He was a boy who played the games, and she was a girl who watched. He had shaggy hair that looked weird on him, and he tucked his t-shirt into his shorts, never having been informed how mortally uncool that was. On top of that, being born and raised in California had somehow invested him with a semi-Irish accent that most people thought was fake. It probably was.
But if he was unaware of the ins and outs of cool, he had semi-creepy stalker guy nailed. People usually didn't like him, but then he would talk to them and they found themselves telling him everything, bad hair, worse clothes, weird accent and all. He listened well, understood everything—whether explained or not—sympathized perfectly and they found in him someone that truly knew them. Then they liked him, until the next day when he'd forgotten that he'd so much as met them, let alone become their dearest friend. Then they disliked him again, just with better reasons this time.
But her? She had a big smile, huge eyes and surprisingly little else. Unless it had recently rained, in which case she had extremely excited mad-scientist bouncy hair. And it rained a lot. On rain days, she resembled a very surprised, mischievous chipmunk with a fro. And half of the time her laugh was more visible than audible, shaking her tomboy farm-girl frame until her enormous eyes entirely disappeared.
But usually she sat, appearing happily astonished on her counter in the corner, leaning forward, legs swinging, shoulders shrugged to her cheeks with her eyes wide above them as she talked to Hayley. They giggled like girls the world over, and all the boys played all the harder knowing that the girls were watching, not knowing that the girls were not really watching them; not knowing that the girls were talking about movies, clothes and lip gloss; not knowing that the girls neither knew nor particularly cared what game the boys were playing, let alone who was winning. But the girls were polite enough to "ooh" and "ah" whenever, in the interest of arousing interest, some boy was simultaneously introduced to the laws of physics and a wall.
When the game ended, the boy rapidly found himself in front of the girl, laughing at her bouncing legs. Hayley said something that made her laugh just as he was about to ask her a question and his train of thought promptly jumped off a cliff. Freckles he'd known, but dimples? Had she no conscience?
So they talked till she went home, and the next week he found her in the corner with Hayley, legs still bouncing, and they talked, and the next, and the next. But he always remained the boy who played, and she the girl who watched. She only once told him why, and though he'd asked, for once he neither sympathized nor understood, nor did he even really listen. She knew him, and he thought he knew her.
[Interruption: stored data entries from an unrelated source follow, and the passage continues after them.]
PR #7229, opened 2024-02-15
feat(adonis): add http server only

RomainLanz:
Hey there! 👋🏻 

This PR adds another benchmark to test only the HTTP server of AdonisJS 6.

### DIFF
--- a/javascript/adonisjs6-http/config.yaml
+++ b/javascript/adonisjs6-http/config.yaml
@@ -1,3 +1,3 @@
 framework:
   website: adonisjs.com
-  version: 6.2
+  version: 7.0
--- a/javascript/adonisjs6-http/config.yaml
+++ b/javascript/adonisjs6-http/config.yaml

Then the boy moved twice in as many months. And he forgot the girl who watched as he switched families, siblings and churches.
He became the boy who played the games in other groups, and she the girl who no longer watched the games at all. She sat on a bed, not a counter, and her feet did not bounce. She no longer talked to Hayley, but to her mom, and neither of them giggled when the doctors cut off her feet to save her heart.
The girl who watched died in a hospital far from her home and farther from the boy who played the games. She sent him a heart-shaped necklace: her broken heart and his.
The boy now has even shaggier hair that usually looks weird, or at least wild, without any assistance from him. He sometimes tucks his shirt into jeans, but never shorts. He invented a story for the accent, and occasionally he still plays the games, bad knee bad shoulder bad back and all. But usually he is found quiet on a counter in a corner, experimentally bouncing his legs, and watching.